(Provided records begins)

PR #32, opened 2017-03-10
Fix a file naming conflict

dimaryaz:
If the object name is the same as an existing user name or "obj", the build will
fail because it will try to overwrite a directory. Make sure we're using a path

(Provided records ends)

## Activity
From the entries, copy out each line containing the word "will".

## Written answer
If the object name is the same as an existing user name or "obj", the build will
fail because it will try to overwrite a directory. Make sure we're using a path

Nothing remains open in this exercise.